STEVE INSKEEP, HOST:

Eleven-year-old twins were born minutes apart and died minutes apart. They were among those killed last week as India and Pakistan traded strikes in some of the worst fighting in decades. The twins' family is still trying to figure out how to tell their father that they're gone. NPR's Omkar Khandekar reports in Indian-held Kashmir. And we'll advise you, his report includes sounds of artillery.

(SOUNDBITE OF GLASS CRUNCHING)

OMKAR KHANDEKAR, BYLINE: Forty-year-old Sarfaraz Mir (ph) walks us over broken glass down the lane.

(SOUNDBITE OF GLASS CRUNCHING)

KHANDEKAR: The walls of the homes here are blackened from fire. Their doors and windows shattered. We stop next to a bike burnt to its bones.

SARFARAZ MIR: (Non-English language spoken).
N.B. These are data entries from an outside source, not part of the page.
PR #481, opened 2017-01-06
Serve default favicon.ico

dmitrizagidulin:
Since browsers and user agents indiscriminately request /favicon.ico,
serving it (using npm package `serve-favicon`) avoids log spam and makes for a better user experience.


dmitrizagidulin:
@dan-f / @nicola / @deiu - pr ready for review.

timbl:
We should have leaned from the dataserver that nothing should go in the default directory which can’t be pointed to elsewhere.
BTW I think that the default behavior should be the web devs will expect — you have an existing one at the normal place and it uses it — only supplement if that is 404.  This PR currently breaks my favico.ico

Issue #521, opened 2017-07-19
Allow the WebID and OIDC providers to reside on different domains


RubenVerborgh:
Right now, OIDC providers can only authenticate users on their own domain.

However, the WebID resource could explicitly indicated trusted OIDC domains or providers. For example, then I'd be able to authenticate as https://ruben.verborgh.org/profile/#me from https://drive.verborgh.org/ with OIDC. (Right now, I can only do that via WebID+TLS.)

elf-pavlik:
Searching for 'OpenID Connect delegation', I've found this StackOverflow answer https://stackoverflow.com/a/28022632 which links to http://openid.net/specs/openid-connect-discovery-1_0.html#URLSyntax

Would something like below work?

```turtle
https://ruben.verborgh.org/profile/#me
  http://openid.net/specs/connect/1.0/issuer https://drive.verborgh.org/ .
```

dmitrizagidulin:
great find, @elf-pavlik , re `http://openid.net/specs/connect/1.0/issuer` rel!

dmitrizagidulin:
@elf-pavlik After some discussion with @timbl, we decided not to go with `http://openid.net/specs/connect/1.0/issuer`, use `solid:oidcIssuer` instead:

```ttl
<https://ruben.verborgh.org/profile/#me>
  <http://www.w3.org/ns/solid/terms#oidcIssuer> <https://drive.verborgh.org> .
```

dmitrizagidulin:
I suppose we can add some sort of rdfs/owl equivalence to the specs issuer link, but I'm not familiar enough with ontologies to do that. Feel free to make an addition to https://github.com/solid/vocab/pull/23, though.

RubenVerborgh:
Depends on the semantics. Are they equivalent? Or is `solid:oidcIssuer` something more specific?

dmitrizagidulin:
You're right, I suppose `solid:oidcIssuer` is more specific; it denotes that the server supports the WebID-OIDC protocol specifically.

RubenVerborgh:
Done: https://github.com/solid/vocab/pull/23/commits/c70a6c4e3a9171a7f3ced046b5bed7bfcf5ec166

dmitrizagidulin:
Nice!

RubenVerborgh:
Fixed by #545.

RubenVerborgh:
[...]

PR #545, opened 2017-08-16
Allow login via TLS with externally hosted WebIDs

dmitrizagidulin:
(after verifying that the server is the preferred oidc issuer of that webid profile).

Addresses https://github.com/solid/node-solid-server/issues/521

### DIFF
--- a/lib/models/account-manager.js
+++ b/lib/models/account-manager.js
@@ -350,11 +350,11 @@ class AccountManager {
         this.accountWebIdFor(userData.username)
     }
 
-    if (!userConfig.webId && !userConfig.username) {
-      throw new Error('Username or web id is required')
-    }
+    if (!userConfig.username) {
+      if (!userConfig.webId) {
+        throw new Error('Username or web id is required')
+      }
 
-    if (userConfig.webId && !userConfig.username) {
       userConfig.username = this.usernameFromWebId(userConfig.webId)
     }
 
@@ -391,14 +391,6 @@ class AccountManager {
       .then(() => {
         return template.processAccount(accountDir)
       })
-  }
-
-  externalAccount (webId) {
-    let webIdHostname = url.parse(webId).hostname
-
-    let serverHostname = this.host.hostname
-
-    return !webIdHostname.endsWith(serverHostname)
   }
 
   /**
--- a/lib/models/account-manager.js
+++ b/lib/models/account-manager.js
@@ -345,16 +345,17 @@ class AccountManager {
       username: userData.username,
       email: userData.email,
       name: userData.name,
+      externalWebId: userData.externalWebId,
       webId: userData.webid || userData.webId ||
         this.accountWebIdFor(userData.username)
     }
 
-    if (userConfig.webId && !userConfig.username) {
-      userConfig.username = this.usernameFromWebId(userConfig.webId)
-    }
-
     if (!userConfig.webId && !userConfig.username) {
       throw new Error('Username or web id is required')
+    }
+
+    if (userConfig.webId && !userConfig.username) {
+      userConfig.username = this.usernameFromWebId(userConfig.webId)
     }
 
     return UserAccount.from(userConfig)
--- a/lib/models/authenticator.js
+++ b/lib/models/authenticator.js
@@ -3,6 +3,8 @@
 const debug = require('./../debug').authentication
 const validUrl = require('valid-url')
 const webid = require('webid/tls')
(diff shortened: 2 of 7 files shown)


lib/models/account-manager.js
```diff
@@ -345,18 +345,19 @@ class AccountManager {
...
-    }
-
     if (!userConfig.webId && !userConfig.username) {
       throw new Error('Username or web id is required')
     }
 
+    if (userConfig.webId && !userConfig.username) {
+      userConfig.username = this.usernameFromWebId(userConfig.webId)
+    }
+
```
RubenVerborgh: @dmitrizagidulin MIght want to group those two `if`s in an `if (!userConfig.username)`?

lib/models/authenticator.js
```diff
@@ -304,13 +310,27 @@ class TlsAuthenticator extends Authenticator {
    * @return {UserAccount}
    */
   ensureLocalUser (webId) {
-    if (this.accountManager.externalAccount(webId)) {
-      debug(`WebID URI ${JSON.stringify(webId)} is not a local account`)
+    const serverUri = this.accountManager.host.serverUri
 
-      throw new Error('Cannot login: Selected Web ID is not hosted on this server')
+    // if (this.accountManager.externalAccount(webId)) {
```
RubenVerborgh: @dmitrizagidulin Should this commented code still be here?

lib/models/authenticator.js
```diff
@@ -304,13 +310,27 @@ class TlsAuthenticator extends Authenticator {
...
+    if (domainMatches(serverUri, webId)) {
+      // This is a locally hosted Web ID
+      return Promise.resolve(this.accountManager.userAccountFrom({ webId }))
     }
 
-    return this.accountManager.userAccountFrom({ webId })
+    debug(`WebID URI ${JSON.stringify(webId)} is not a local account, verifying preferred provider`)
+
+    return this.discoverProviderFor(webId)
+      .then(preferredProvider => {
```
RubenVerborgh: I wonder is "preferred" is too strong, given that we only have a predicate to indicate the provider (and we simply assume there is only one).

lib/models/authenticator.js
dmitrizagidulin: Whoops, thanks

lib/models/authenticator.js
dmitrizagidulin: Ah, true. I'll change it to 'authorized provider', then.

lib/models/account-manager.js
dmitrizagidulin: Sure thing.

dmitrizagidulin:
@RubenVerborgh updated. Let me know if there's anything else

RubenVerborgh:
I've tested this with `bin/solid-test`  from #546 merged in.

### Questions beforehand
- What does `"auth": "oidc"` in my config still mean? Will it be both by default now?

### Logging in without an account (and without the right triple in my profile)
- I click "With certificate", and I receive "This server is not the authorized provider for Web ID https://ruben.verborgh.org/profile/#me". Perhaps this error message can be clarified with a solution? Such as "Please authorize add <x> <y> <z> to your profile." Then again, WebID-TLS will only be used by advanced users.

### Logging in without an account (but with the right triple)
- Logging in works. I get `Access denied for https://ruben.verborgh.org/profile/#me`, but that's because my data folder is empty.

So good to go for me, perhaps just the `"auth"` setting needs clarification.

dmitrizagidulin:
> What does `"auth": "oidc"` in my config still mean? Will it be both by default now?

So, it's not quite both, by default. (I'll add the explanation below to the CHANGELOG upgrade notes).

`"auth": "tls"` means: "use the old WebID-TLS auth system", which means that the server prompts for a certificate on each request, etc. And the OIDC components are not initialized & not used.

`"auth": "oidc"` means: "use the WebID-OIDC auth system", and *optionally*, if the config entry `"localAuth": { "tls": <boolean> }` is not set to *false*, TLS will be offered as a *local login method*. However, the server will not prompt for certificates on each request, only on the TLS login api endpoint.

Does that make more sense? 

> This server is not the authorized provider error message

Yeah, agreed, that could be clarified. But like you said, it's for advanced users, there's basically gonna be like 4 users total who would want to use that.

dmitrizagidulin:
What would be the best way to clarify the error message? Maybe link to the section in the spec about discovery from profile RDF?

RubenVerborgh:
A link would probably be all that users need, indeed. Thanks!

PR #546, opened 2017-08-16
Set rejectUnauthorized on solid-test

RubenVerborgh:


RubenVerborgh:
@dmitrizagidulin Another possibility is to rename the option into  `--no-reject-unauthorized`.

dmitrizagidulin:
Renaming it to `--no-reject-unauthorized` seems reasonable. (Denotes that rejecting is the normal state, and that not doing it is the exception.)

RubenVerborgh:
@dmitrizagidulin Thanks, updated.

RubenVerborgh:
@dmitrizagidulin …and without Warp this time.

dmitrizagidulin:
Hehe, thanks

Issue #246, opened 2016-02-12
Return 'wac-allowed' HTTP header with GET & HEAD responses


dmitrizagidulin:
**Problem/Motivation**

There is currently no easy way for solid client code to determine if the current user has read/write/delete etc access to a given resource (short of reading and parsing the ACL chain, which is both discouraged, and not always possible due to ACL limitations on the `.acl` files themselves). (See [solid/#45 - No way to find out if user is authorized to write to a container](https://github.com/solid/solid/issues/45) for context.)

**Proposed Solution**

An easy solution to this would be to add support to LDNode for the following:

With every response, the server should include an additional `WAC-Modes-Allowed:` header in the HTTP response.

For example, doing an unauthenticated HEAD request on a public read-only resource, would yield:

```
WAC-Allowed: user="read", public="read"
```

Doing an HEAD request (while authenticated) to a resource you have full read/write/control access to:

```
WAC-Allowed: user="read;write;control", public=""
```

(Note the `public=""` part -- the empty string denotes no access.)

dmitrizagidulin:
Updated issue to use `Allow:` header instead of CORS `Allow-Methods`

rhiaro:
+1

dmitrizagidulin:
Note that since we don't have a `http://www.w3.org/ns/auth/acl#None` access mode, and since it's problematic to return empty HTTP headers, if the client making the request has no read/write access to a resource, the response will not contain a `WAC-Modes-Allowed` header.

dmitrizagidulin:
Updated it to reflect today's design discussion; return both the permissions of the user, and public permissions.

RubenVerborgh:
Implemented by #550.

PR #550, opened 2017-08-17
Expose the user's permissions through a header

RubenVerborgh:
Implements #246 with `WAC-Allowed: user="read write append",public="read"`.

### DIFF
--- a/lib/header.js
+++ b/lib/header.js
@@ -2,6 +2,7 @@ module.exports.addLink = addLink
 module.exports.addLinks = addLinks
 module.exports.parseMetadataFromHeader = parseMetadataFromHeader
 module.exports.linksHandler = linksHandler
+module.exports.addPermissions = addPermissions
 
 var li = require('li')
 var path = require('path')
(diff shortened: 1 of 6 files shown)


csarven:
Good stuff!

Would "WAC-Mode" be preferable just to keep it closer to *nix's *mode bits*?

RubenVerborgh:
@csarven The header name was chosen in a discussion with @timbl and @dmitrizagidulin yesterday (see #246). I don't mind the naming either way (although I still think "WAC" is cryptic).

dmitrizagidulin:
I just realized we want to do `WAC-Allow`, minus the *ed* on the end. (To match the HTTP `Allow:` header). Sorry bout that :)

RubenVerborgh:
Which of these would you prefer? I don't mind either way; I was following what @dmitrizagidulin wrote down of our discussion in #246.

csarven:
To stick close to convention (like in Web Linking for relation types), probably best to use space as a delimiter. Plus, it is easier to read.

RubenVerborgh:
Makes sense! Are the quotes needed?

csarven:
I think the quotes might make it easier for consumers to tokenise. It can also help to escape characters or have specialised modes or something in the future.

RubenVerborgh:
Okay, mandatory quotes it is.

RubenVerborgh:
250e5132f79ebe5c0d2d84b21ae7de78a7cf76bf brings spaces.

RubenVerborgh:
Currently on hold because of #552.

RubenVerborgh:
#552 has been merged, so this one is ready for review and merge.

PR #552, opened 2017-08-18
Add caching to ACL

RubenVerborgh:
Avoid that the same .acl files are read and parsed multiple times per request.

### DIFF
--- a/lib/acl-checker.js
+++ b/lib/acl-checker.js
@@ -26,17 +26,10 @@ class ACLChecker {
 
     // Check the permissions within the nearest ACL
     return this.getNearestACL(resource)
-    .then(({ acl, graph, isContainer }) =>
-      this.checkAccess(
-        graph, // The ACL graph
-        user, // The webId of the user
-        mode, // Read/Write/Append
-        resource, // The resource we want to access
-        isContainer,
-        acl, // The current Acl file!
-        options
-      )
-    )
+    .then(nearestAcl => {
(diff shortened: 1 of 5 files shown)


RubenVerborgh:
@dmitrizagidulin You might want to have this as a merge commit rather than rebase, in order to keep the commits together.

dmitrizagidulin:
@RubenVerborgh good call, re merge

lib/acl-checker.js
```diff
@@ -1,172 +1,143 @@
...
+
+    // Obtain the permission set for the resource
+    if (!this._permissionSet) {
+      this._permissionSet = this.getNearestACL()
+        .then(acl => this.getPermissionSet(acl))
+    }
+
+    // Check the resource's permissions
+    return this._permissionSet.then(acls => this.checkAccess(acls, user, mode))
+    .catch(err => {
```
dmitrizagidulin: I think this should be indented? Something like:

```js
return this._permissionSet
  .then(acls => this.checkAccess(acls, user, mode))
  .catch(err => {
  })
```
?

RubenVerborgh: Makes sense, will do. (`standard` didn't complain; but I'd be the last person to say that it is a good style checker :wink:)

RubenVerborgh: Done in bda742636e346fff02f6f082b10d37bbd524013b, let me know if more indentation needs adjustments.

dmitrizagidulin:
Oh man, great work on this!

PR #553, opened 2017-08-18
Add support for external WebIDs registering with username & password

dmitrizagidulin:
(Note: changes default templates & views, be sure to clear `config/views` & `config/templates` before testing.)

### DIFF
--- a/default-templates/new-account/index.html
+++ b/default-templates/new-account/index.html
@@ -14,12 +14,7 @@
   <div class="row">
     <div class="col-md-12">
       <p style="margin-top: 3em; margin-bottom: 3em;">
-        Welcome.
-      </p>
-      <p>
-        Web ID:<br />
-
-        <code>{{webId}}</code>
+        Welcome to the account of <code>{{webId}}</code>
       </p>
     </div>
   </div>
--- a/default-templates/new-account/index.html
+++ b/default-templates/new-account/index.html
@@ -14,10 +14,10 @@
   <div class="row">
     <div class="col-md-12">
       <p style="margin-top: 3em; margin-bottom: 3em;">
-        Welcome to your Solid user profile.
+        Welcome.
       </p>
       <p>
-        Your Web ID is:<br />
+        Web ID:<br />
 
         <code>{{webId}}</code>
       </p>
--- a/default-templates/new-account/profile/card
+++ b/default-templates/new-account/profile/card
@@ -18,7 +18,6 @@
     solid:account </> ;  # link to the account uri
     pim:storage </> ;    # root storage
 
-    solid:inbox </inbox/> ;
     ldp:inbox </inbox/> ;
 
     pim:preferencesFile </settings/prefs.ttl> ;  # private settings/preferences
--- a/default-templates/new-account/profile/card
+++ b/default-templates/new-account/profile/card
@@ -6,10 +6,10 @@
 
 <>
     a foaf:PersonalProfileDocument ;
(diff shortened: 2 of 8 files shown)


RubenVerborgh:
### Logging in without an account
> This server is not the authorized provider for Web ID https://ruben.verborgh.org/profile/#me. See https://github.com/solid/webid-oidc-spec#authorized-oidc-issuer-discovery

Nice!

### Registering with a garbage WebID

Tried registering with "xyz" as a WebID, it let me… Might be good to add a URI check for people who don't know what WebID is (and might fill out things like their username, "none", etc.).

### Registering with an actual WebID

Works fine; I can login with username as well as WebID, and I get the proper error message when the triple is not set in my profile.

default-templates/new-account/index.html
```diff
@@ -14,10 +14,10 @@
   <div class="row">
     <div class="col-md-12">
       <p style="margin-top: 3em; margin-bottom: 3em;">
-        Welcome to your Solid user profile.
+        Welcome.
       </p>
       <p>
-        Your Web ID is:<br />
+        Web ID:<br />
```
RubenVerborgh: Would it make sense to make this more descriptive? As in `The owner of this page/space is {{webId}}`? There was some confusion in the past with "Your Web ID is", and this removes some confusion, but maybe not all.

default-templates/new-account/profile/card
```diff
@@ -18,6 +18,7 @@
     solid:account </> ;  # link to the account uri
     pim:storage </> ;    # root storage
 
+    solid:inbox </inbox/> ;
```
RubenVerborgh: Do we need both?

lib/handlers/error-pages.js
```diff
@@ -15,7 +15,7 @@ const SELECT_PROVIDER_AUTH_METHODS = ['oidc']
  * @param next {Function}
  */
 function handler (err, req, res, next) {
-  debug('Error page because of ' + err.message)
+  debug('Error page because of:', err)
```
RubenVerborgh: Can debug handle a second argument?

lib/models/account-manager.js
```diff
@@ -346,16 +346,32 @@ class AccountManager {
...
+      } else {
+        throw err
       }
+    }
 
-      userConfig.username = this.usernameFromWebId(userConfig.webId)
+    if (userConfig.username) {
+      if (userConfig.externalWebId && !userConfig.localAccountId) {
+        // External Web ID exists, derive the local account id from username
+        userConfig.localAccountId = this.accountWebIdFor(userConfig.username)
```
RubenVerborgh: So this means I can automatically get a username assigned?

default-templates/new-account/index.html
dmitrizagidulin: Yeah, good idea

lib/handlers/error-pages.js
dmitrizagidulin: Yeah, it's pretty great, like console.log

lib/models/account-manager.js
dmitrizagidulin: Sort of. the localAccountId just maps from the local server's username-based url to the external Web ID

dmitrizagidulin:
Whoops, I forgot this PR was still unmerged.

default-templates/new-account/profile/card
dmitrizagidulin: Good point, we do not.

KHANDEKAR: Mir says this is where his cousins, the 11-year-old twins, died. It happened just a few days ago when India launched a military retaliation to the killing of 26 Indian tourists by gunmen in late April. India blames Pakistan for the attack. Pakistan denies this.

(SOUNDBITE OF TRAFFIC)

KHANDEKAR: We are in Poonch. This sleepy town is in Kashmir, a Himalayan territory divided between India and Pakistan. Poonch lies on the Indian side by a river that flows downstream into Pakistan. That proximity meant it bore the brunt of fighting.

(SOUNDBITE OF ARTILLERY SHELLING)

KHANDEKAR: For most of last week, shells from across the border were landing on houses, vehicles and open fields. Around dawn, one struck the lane near the home of twins Zain Ali (ph) and Urwa Fatima (ph) and exploded, just as the twins were trying to get into a relative's car to flee Poonch. Their neighbor, Tariq Mahmood (ph) watched it happen from his window.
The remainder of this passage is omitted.